GIVEN MATERIAL |
Issue #231, opened 2022-10-30
Add Java visitors to `ChangeSpringPropertyKey` to change keys referenced in source code.


tkvangorder:
See this issue in spring-boot-migrator: https://github.com/spring-projects-experimental/spring-boot-migrator/issues/471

REQUIRED ACTION | A reply should hold exactly the lines from the one containing "Add Java visitors" through the end of the data above, nothing more.

ANSWER SECTION |
Add Java visitors to `ChangeSpringPropertyKey` to change keys referenced in source code.


tkvangorder:
See this issue in spring-boot-migrator: https://github.com/spring-projects-experimental/spring-boot-migrator/issues/471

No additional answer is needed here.